According to information from "N", an "ultimatum" was allegedly sent by the banks to Amerra Capital Management, the sole shareholder of Avramar, which expired at the end of April

Banks will determine whether ‘catharsis’ in the ‘tragedy’ of Avramar, the strongest player in domestic fish farming, will be achieved.

According to information from “N”, an “ultimatum” was allegedly sent by the banks to Amerra Capital Management, the sole shareholder of Avramar, which expired at the end of April.
The lenders warned that if the procedures for signing a sales and purchase agreement (SPA) with the preferred investor Aqua Bridge do not proceed, they will exercise their right to immediately make approximately 100 million euros due. Now, developments cannot wait.

The main shareholder, despite the pledging of the shares by the banks, in the context of the approval of the interim financing of 20 million euros, has not waived its rights and obligations in Avramar by exercising 100% management and of course participating in the negotiations with Aqua Bridge. It is recalled that the preferred investor of the relevant tender process was selected, as “N” has reported since the end of October 2024, a fact that was officially confirmed at the beginning of this year by the Arab fund and more specifically its CEO Mohammad Tabish.

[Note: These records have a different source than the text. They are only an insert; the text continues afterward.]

PR #135, opened 2021-08-19
make cargo test pass

KristofferC:
I guess CI should be set up at some point to run the tests?


davidanthoff:
> I guess CI should be set up at some point to run the tests?

Yes, definitely, I just hadn't figured out how to do that. Although it probably is just another step with a cargo command, `test`.

Issue #84, opened 2021-08-04
How to distribute to Linux and OSX?


heetbeet:
Maybe we should initially bypass the Linux bureaucracy by creating an `sh` installer similar to Anaconda.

The timeline for completing the acquisition has been “postponed” several times, with months of delays in negotiations, the lack of a preliminary acquisition agreement and the obstacles that constantly arise (certainly not from the side of an interested investor) no longer leaving much room for flexibility, while at the same time creating intense skepticism about the attitude of the parties involved.

On their part, the banks have shown impressive tolerance in the procedures for the repayment of Avramar’s obligations, giving the initial 2019 agreement with Amerra a four-year grace period without collateral and without exercising any management control (given that the opening at that time was already close to 400 million euros), as well as for those that followed after the emergence of the preferred investor in the fall of 2024.

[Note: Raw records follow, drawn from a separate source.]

PR #149, opened 2021-09-26
support for linux aarch64

simeonschaub:
I have followed the example for Windows and MacOS here and used `~x64`
in the version specifier, but we might want to change that to `~aarch64`
instead.

### DIFF
--- a/build.rs
+++ b/build.rs
@@ -91,6 +91,11 @@ fn produce_version_db() -> Result<JuliaupVersionDB> {
                 format!("{}+0~x86", v),
                 JuliaupVersionDBVersion {url: format!("https://julialang-s3.julialang.org/bin/linux/x86/{}.{}/julia-{}-linux-i686.tar.gz", v.major, v.minor, v)}
             );
+        } else if target_os == "linux" && target_arch == "aarch64" {
+            db.available_versions.insert(
+                format!("{}+0~x64", v),
+                JuliaupVersionDBVersion {url: format!("https://julialang-s3.julialang.org/bin/linux/aarch64/{}.{}/julia-{}-linux-aarch64.tar.gz", v.major, v.minor, v)}
+            );
         } else if target_os == "macos" && target_arch == "x86_64"{
             db.available_versions.insert(
                 format!("{}+0~x64", v),
@@ -155,6 +160,19 @@ fn produce_version_db() -> Result<JuliaupVersionDB> {
                     format!("{}~x86", v),
                     JuliaupVersionDBChannel {
                         version: format!("{}+0~x86", v),
+                    },
+                );
+            } else if target_os == "linux" {
+                db.available_channels.insert(
+                    format!("{}", v),
+                    JuliaupVersionDBChannel {
+                        version: format!("{}+0~x64", v),
+                    },
+                );
+                db.available_channels.insert(
+                    format!("{}~x64", v),
+                    JuliaupVersionDBChannel {
+                        version: format!("{}+0~x64", v),
                     },
                 );
             } else if target_os == "macos" {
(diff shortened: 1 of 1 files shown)


build.rs
```diff
@@ -91,6 +91,11 @@ fn produce_version_db() -> Result<JuliaupVersionDB> {
                 format!("{}+0~x86", v),
                 JuliaupVersionDBVersion {url: format!("https://julialang-s3.julialang.org/bin/linux/x86/{}.{}/julia-{}-linux-i686.tar.gz", v.major, v.minor, v)}
             );
+        } else if target_os == "linux" && target_arch == "aarch64" {
+            db.available_versions.insert(
+                format!("{}+0~x64", v),
+                JuliaupVersionDBVersion {url: format!("https://julialang-s3.julialang.org/bin/linux/aarch64/{}.{}/julia-{}-linux-aarch64.tar.gz", v.major, v.minor, v)}
```
davidanthoff, line 97: So the idea here is that the platform in the `format!` call and the one in the URL always match here, so in this case it should be `format!("{}+0~aarch64", v)`, I think.

For Mac and Windows if the `target_arch` is `aarch64`, I currently just ship the x64 (or was it x86?) builds and then let emulation on those platforms handle things. But that is only the case because we don't have native arm builds for Windows and Mac yet (or at least not for a released version).

build.rs
```diff
@@ -157,6 +162,19 @@ fn produce_version_db() -> Result<JuliaupVersionDB> {
...
+                    JuliaupVersionDBChannel {
+                        version: format!("{}+0~x64", v),
+                    },
+                );
+                db.available_channels.insert(
+                    format!("{}~x64", v),
+                    JuliaupVersionDBChannel {
+                        version: format!("{}+0~x64", v),
+                    },
+                );
```
davidanthoff, line 177: This should all be `aarch64`. I think Linux doesn't have emulation, right? If it did, we could add additional platforms here, i.e. that would then add the ability to say run the x64 binaries on aarch64 on Linux, if that was supported.

davidanthoff (changes requested):
You already pointed this out: we should name all of this `aarch64`, not `x64`.

The Windows and Mac situation is such that the `aarcht64` channels at the moment point to the x64 binaries because there isn't an `aarch64` build, but we don't have to do that for Linux, I believe, given that we actually have proper native builds.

It remains to be seen which path the banks will choose from now on and whether they will push developments by making the repayment of the interim financing of 20 million euros, as well as the approximately 75.5 million euros related to Avramar’s contractual obligations arising from the loan agreements, which include repayments of capital and interest, immediately due.
In May 2023 discussions began on the approval of the interim financing, which was granted a few months later and “froze” the procedures for repaying loan obligations for six months, namely until October 2024, while an additional “draft” was then granted until the end of April 2025.

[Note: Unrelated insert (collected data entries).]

PR #158, opened 2021-11-20
Fix Ctrl-C handling

### LINKED ISSUE #157: Ctrl+C ruins the terminal
a video is worth probably a few thousand words, so here is the issue in action

https://user-images.githubusercontent.com/35898736/142609384-27707309-fb4f-4b1f-8153-64f97880f8ea.mp4

some (most?) ctrl+C actions errors and quits Julia, and worst than that when relaunching julia in the same terminal, the input seems to be scrambled. The only solution is to start a new terminal

This only happens with juliaup (not if installed directly) and only when launched from another terminal (cmd too), it doesn't happen when I click directly on the julia app

davidanthoff:
Fixes #157. The idea is that we handle Ctrl-C, but then just don't do anything in the launcher process, as we just want the Julia child process to handle this entirely.

### DIFF
--- a/Cargo.lock
+++ b/Cargo.lock
@@ -39,9 +39,9 @@ checksum = "904dfeac50f3cdaba28fc6f57fdcddb75f49ed61346676a78c4ffe55877802fd"
 
 [[package]]
 name = "bitflags"
-version = "1.2.1"
+version = "1.3.2"
 source = "registry+https://github.com/rust-lang/crates.io-index"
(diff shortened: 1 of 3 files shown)


davidanthoff:
@simeonschaub I'm going to merge this and release in the release preview channel, maybe you could then test whether this also works on non Windows, or at least the platform that you usually use?

simeonschaub:
I can confirm that this fixes the issue for me on Linux.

Meanwhile, by no means can Avramar’s funds cover such a demand from the banks. The possibility of Amerra claiming a new restructuring agreement with the banks seems difficult. Moreover, this possibility has not been exploited over the last two years that the company has been in trouble. It should also be noted that there is no possibility of a “haircut” of loans based on the provisions of the 2019 contract, which makes a new negotiation between Amerra and the banks even more difficult.

There are many question marks in the case, while it is certain that this is a game of tough “poker”, as Amerra’s side is a strong player and certainly seeks to claim the greatest possible benefits upon its exit from Avramar, using the good “cards” it has in its hands, such as the clientele or even the brand name.